PR #267, opened 2017-12-11
Migration Service

Mecharyry:
### Problem
We want to be able to run the migration process in a service so that it can survive being the app being killed by users. We also want to reschedule this service in the event that the system decides to kill it or the user decides to swipe away the app.

### Solution
Create a `LiteDownloadMigrationService`, implement a naive rescheduling mechanism when swipped away from recents. Pass callbacks to the `migrator` and display updates in the UI. This is still a naive approach and will be iterated upon as we work on the migration story.

### Paired with
@joetimmins and @Frankie-Boy a little at the beginning


demo-simple/build.gradle
```diff
@@ -1,13 +1,13 @@
 apply plugin: 'com.android.application'
 
 android {
-    compileSdkVersion 27
-    buildToolsVersion "27.0.0"
+    compileSdkVersion 26
```
Mecharyry: These need to be reverted to the latest version before releasing the library, left at 26 for now so we can have access to the latest docs in the code.

library/src/main/java/com/novoda/downloadmanager/LiteDownloadMigrationService.java
```diff
@@ -0,0 +1,124 @@
...
+public class LiteDownloadMigrationService extends Service {
+
+    private Migrator v1ToV2Migrator;
+    private ExecutorService executor;
+    private IBinder binder;
+    private Migrator.Callback migrationCallback;
+    private String updateMessage;
+
+    @Override
+    public int onStartCommand(Intent intent, int flags, int startId) {
```
Mecharyry: We need to handle the case where this is called multiple times in a future PR.

library/src/main/java/com/novoda/downloadmanager/LiteDownloadMigrationService.java
```diff
@@ -0,0 +1,124 @@
...
+        super.onStartCommand(intent, flags, startId);
+
+        Log.e(getClass().getSimpleName(), "onStartCommand");
+
+        if (v1ToV2Migrator != null) {
+            executor.execute(new Runnable() {
```
Mecharyry: Moved to `onStartCommand` because this needs to re-execute whenever the service is killed and restarted without binding.

library/src/main/java/com/novoda/downloadmanager/LiteDownloadMigrationService.java
```diff
@@ -0,0 +1,124 @@
...
+import java.util.concurrent.ExecutorService;
+import java.util.concurrent.Executors;
+
+public class LiteDownloadMigrationService extends Service {
+
+    private Migrator v1ToV2Migrator;
+    private ExecutorService executor;
+    private IBinder binder;
+    private Migrator.Callback migrationCallback;
+    private String updateMessage;
```
Mecharyry: Need to store the previous value so that when binding we get the latest update message initially.

library/src/main/java/com/novoda/downloadmanager/LiteDownloadMigrationService.java
```diff
@@ -0,0 +1,124 @@
...
+                getApplicationContext(),
+                getDatabasePath("downloads.db"),
+                migrationCallback()
+        );
+
+        super.onCreate();
+    }
+
+    private Migrator.Callback migrationCallback() {
+        return new Migrator.Callback() {
```
Mecharyry: Wraps the `Migrator.Callback` so that we only forward when a `bind` has occurred.

library/src/main/java/com/novoda/downloadmanager/LiteDownloadMigrationService.java
```diff
@@ -0,0 +1,124 @@
...
+    }
+
+    @Nullable
+    @Override
+    public IBinder onBind(Intent intent) {
+        return binder;
+    }
+
+    @Override
+    public void onTaskRemoved(Intent rootIntent) {
```
Mecharyry: This is executed whenever a user swipes the app from recents. We also need to handle the case when the system kills a service / app.

library/src/main/java/com/novoda/downloadmanager/LiteDownloadMigrationService.java
```diff
@@ -0,0 +1,123 @@
...
+
+    class MigrationDownloadServiceBinder extends Binder {
+
+        MigrationDownloadServiceBinder withCallback(Migrator.Callback migrationCallback) {
+            LiteDownloadMigrationService.this.migrationCallback = migrationCallback;
+            return this;
+        }
+
+        void bind() {
+            LiteDownloadMigrationService.this.migrationCallback.onUpdate(LiteDownloadMigrationService.this.updateMessage);
```
Mecharyry: To send the initial message straight to the UI.

library/src/main/java/com/novoda/downloadmanager/MigrationFactory.java
```diff
@@ -11,7 +13,24 @@ private MigrationFactory() {
         // Uses static methods.
     }
 
-    public static Migrator createVersionOneToVersionTwoMigrator(Context context, File databasePath, Migrator.Callback callback) {
+    public static MigrationServiceBinder migrationServiceBinder(Context context, final Migrator.Callback migrationCallback) {
+        final Handler mainThreadHandler = new Handler(Looper.getMainLooper());
+        Migrator.Callback mainThreadReportingMigrationCallback = new Migrator.Callback() {
```
Mecharyry: I figured this was the best place to hide the fact that the `Service` uses a background thread and we need to report back to the `main thread`.

library/src/main/java/com/novoda/downloadmanager/MigrationServiceBinder.java
```diff
@@ -0,0 +1,52 @@
+package com.novoda.downloadmanager;
+
+import android.content.ComponentName;
+import android.content.Context;
+import android.content.Intent;
+import android.content.ServiceConnection;
+import android.os.IBinder;
+
+public class MigrationServiceBinder {
```
Mecharyry: Handles the binding without exposing `ServiceConnection` to the client applications of the library.

Mecharyry: This will be iterated upon to refine the definition of `bound`

library/src/main/java/com/novoda/downloadmanager/Migrator.java
```diff
@@ -5,7 +5,7 @@
     void migrate();
 
     interface Callback {
-        void onMigrationComplete();
```
Mecharyry: `onMigrationComplete` was exposed originally so we could delete the database using the `ContextWrapper`, found out we can do it by just deleting the `file` which doesn't require access to `Context` 💥

library/src/main/java/com/novoda/downloadmanager/SqlDatabaseWrapper.java
```diff
@@ -27,7 +28,14 @@ public Cursor rawQuery(String query, String selectionArgument, String... selecti
         return sqLiteDatabase.rawQuery(query, arguments.toArray(new String[arguments.size()]));
     }
 
-    void close() {
+    public void close() {
         sqLiteDatabase.close();
     }
+
+    public void deleteDatabase() {
```
Mecharyry: No `Context` required 💥

demo-simple/src/main/java/com/novoda/downloadmanager/demo/MainActivity.java
```diff
@@ -60,27 +64,20 @@ public void onClick(View view) {
...
-                }).start();
+                migrationServiceBinder.bind();
+            }
+        });
+
+        View buttonAbortMigration = findViewById(R.id.button_abort_migration);
+        buttonAbortMigration.setOnClickListener(new View.OnClickListener() {
+            @Override
+            public void onClick(View view) {
+                migrationServiceBinder.unbind();
```
joetimmins: Does this actually work? We tried it on a Pixel C and the migration still completed before the service was unbound! Had to power the device off in the end

Mecharyry: `unbinding` doesn't mean killing the service unfortunately. See [here](https://stackoverflow.com/questions/17146822/when-is-a-started-and-bound-service-destroyed). 

I thought that this should work when calling `stopSelf` as the above suggests but it didn't seem to work. I think that perhaps there is a leak and that is why it doesn't work. 🤔  Perhaps we need to do `stopSelf` and terminate the executor. That's assuming we want the process to stop when `unbinding`.

Mecharyry: I think this needs more investigation. I haven't worked on `Service`s for the longest time and I forget the best way to do them.

Mecharyry:
test this please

######

## Your objective
Your reply should contain every record, unchanged and complete.

## Solution
PR #267, opened 2017-12-11
Migration Service

Mecharyry:
### Problem
We want to be able to run the migration process in a service so that it can survive being the app being killed by users. We also want to reschedule this service in the event that the system decides to kill it or the user decides to swipe away the app.

### Solution
Create a `LiteDownloadMigrationService`, implement a naive rescheduling mechanism when swipped away from recents. Pass callbacks to the `migrator` and display updates in the UI. This is still a naive approach and will be iterated upon as we work on the migration story.

### Paired with
@joetimmins and @Frankie-Boy a little at the beginning


demo-simple/build.gradle
```diff
@@ -1,13 +1,13 @@
 apply plugin: 'com.android.application'
 
 android {
-    compileSdkVersion 27
-    buildToolsVersion "27.0.0"
+    compileSdkVersion 26
```
Mecharyry: These need to be reverted to the latest version before releasing the library, left at 26 for now so we can have access to the latest docs in the code.

library/src/main/java/com/novoda/downloadmanager/LiteDownloadMigrationService.java
```diff
@@ -0,0 +1,124 @@
...
+public class LiteDownloadMigrationService extends Service {
+
+    private Migrator v1ToV2Migrator;
+    private ExecutorService executor;
+    private IBinder binder;
+    private Migrator.Callback migrationCallback;
+    private String updateMessage;
+
+    @Override
+    public int onStartCommand(Intent intent, int flags, int startId) {
```
Mecharyry: We need to handle the case where this is called multiple times in a future PR.

library/src/main/java/com/novoda/downloadmanager/LiteDownloadMigrationService.java
```diff
@@ -0,0 +1,124 @@
...
+        super.onStartCommand(intent, flags, startId);
+
+        Log.e(getClass().getSimpleName(), "onStartCommand");
+
+        if (v1ToV2Migrator != null) {
+            executor.execute(new Runnable() {
```
Mecharyry: Moved to `onStartCommand` because this needs to re-execute whenever the service is killed and restarted without binding.

library/src/main/java/com/novoda/downloadmanager/LiteDownloadMigrationService.java
```diff
@@ -0,0 +1,124 @@
...
+import java.util.concurrent.ExecutorService;
+import java.util.concurrent.Executors;
+
+public class LiteDownloadMigrationService extends Service {
+
+    private Migrator v1ToV2Migrator;
+    private ExecutorService executor;
+    private IBinder binder;
+    private Migrator.Callback migrationCallback;
+    private String updateMessage;
```
Mecharyry: Need to store the previous value so that when binding we get the latest update message initially.

library/src/main/java/com/novoda/downloadmanager/LiteDownloadMigrationService.java
```diff
@@ -0,0 +1,124 @@
...
+                getApplicationContext(),
+                getDatabasePath("downloads.db"),
+                migrationCallback()
+        );
+
+        super.onCreate();
+    }
+
+    private Migrator.Callback migrationCallback() {
+        return new Migrator.Callback() {
```
Mecharyry: Wraps the `Migrator.Callback` so that we only forward when a `bind` has occurred.

library/src/main/java/com/novoda/downloadmanager/LiteDownloadMigrationService.java
```diff
@@ -0,0 +1,124 @@
...
+    }
+
+    @Nullable
+    @Override
+    public IBinder onBind(Intent intent) {
+        return binder;
+    }
+
+    @Override
+    public void onTaskRemoved(Intent rootIntent) {
```
Mecharyry: This is executed whenever a user swipes the app from recents. We also need to handle the case when the system kills a service / app.

library/src/main/java/com/novoda/downloadmanager/LiteDownloadMigrationService.java
```diff
@@ -0,0 +1,123 @@
...
+
+    class MigrationDownloadServiceBinder extends Binder {
+
+        MigrationDownloadServiceBinder withCallback(Migrator.Callback migrationCallback) {
+            LiteDownloadMigrationService.this.migrationCallback = migrationCallback;
+            return this;
+        }
+
+        void bind() {
+            LiteDownloadMigrationService.this.migrationCallback.onUpdate(LiteDownloadMigrationService.this.updateMessage);
```
Mecharyry: To send the initial message straight to the UI.

library/src/main/java/com/novoda/downloadmanager/MigrationFactory.java
```diff
@@ -11,7 +13,24 @@ private MigrationFactory() {
         // Uses static methods.
     }
 
-    public static Migrator createVersionOneToVersionTwoMigrator(Context context, File databasePath, Migrator.Callback callback) {
+    public static MigrationServiceBinder migrationServiceBinder(Context context, final Migrator.Callback migrationCallback) {
+        final Handler mainThreadHandler = new Handler(Looper.getMainLooper());
+        Migrator.Callback mainThreadReportingMigrationCallback = new Migrator.Callback() {
```
Mecharyry: I figured this was the best place to hide the fact that the `Service` uses a background thread and we need to report back to the `main thread`.

library/src/main/java/com/novoda/downloadmanager/MigrationServiceBinder.java
```diff
@@ -0,0 +1,52 @@
+package com.novoda.downloadmanager;
+
+import android.content.ComponentName;
+import android.content.Context;
+import android.content.Intent;
+import android.content.ServiceConnection;
+import android.os.IBinder;
+
+public class MigrationServiceBinder {
```
Mecharyry: Handles the binding without exposing `ServiceConnection` to the client applications of the library.

Mecharyry: This will be iterated upon to refine the definition of `bound`

library/src/main/java/com/novoda/downloadmanager/Migrator.java
```diff
@@ -5,7 +5,7 @@
     void migrate();
 
     interface Callback {
-        void onMigrationComplete();
```
Mecharyry: `onMigrationComplete` was exposed originally so we could delete the database using the `ContextWrapper`, found out we can do it by just deleting the `file` which doesn't require access to `Context` 💥

library/src/main/java/com/novoda/downloadmanager/SqlDatabaseWrapper.java
```diff
@@ -27,7 +28,14 @@ public Cursor rawQuery(String query, String selectionArgument, String... selecti
         return sqLiteDatabase.rawQuery(query, arguments.toArray(new String[arguments.size()]));
     }
 
-    void close() {
+    public void close() {
         sqLiteDatabase.close();
     }
+
+    public void deleteDatabase() {
```
Mecharyry: No `Context` required 💥

demo-simple/src/main/java/com/novoda/downloadmanager/demo/MainActivity.java
```diff
@@ -60,27 +64,20 @@ public void onClick(View view) {
...
-                }).start();
+                migrationServiceBinder.bind();
+            }
+        });
+
+        View buttonAbortMigration = findViewById(R.id.button_abort_migration);
+        buttonAbortMigration.setOnClickListener(new View.OnClickListener() {
+            @Override
+            public void onClick(View view) {
+                migrationServiceBinder.unbind();
```
joetimmins: Does this actually work? We tried it on a Pixel C and the migration still completed before the service was unbound! Had to power the device off in the end

Mecharyry: `unbinding` doesn't mean killing the service unfortunately. See [here](https://stackoverflow.com/questions/17146822/when-is-a-started-and-bound-service-destroyed). 

I thought that this should work when calling `stopSelf` as the above suggests but it didn't seem to work. I think that perhaps there is a leak and that is why it doesn't work. 🤔  Perhaps we need to do `stopSelf` and terminate the executor. That's assuming we want the process to stop when `unbinding`.

Mecharyry: I think this needs more investigation. I haven't worked on `Service`s for the longest time and I forget the best way to do them.

Mecharyry:
test this please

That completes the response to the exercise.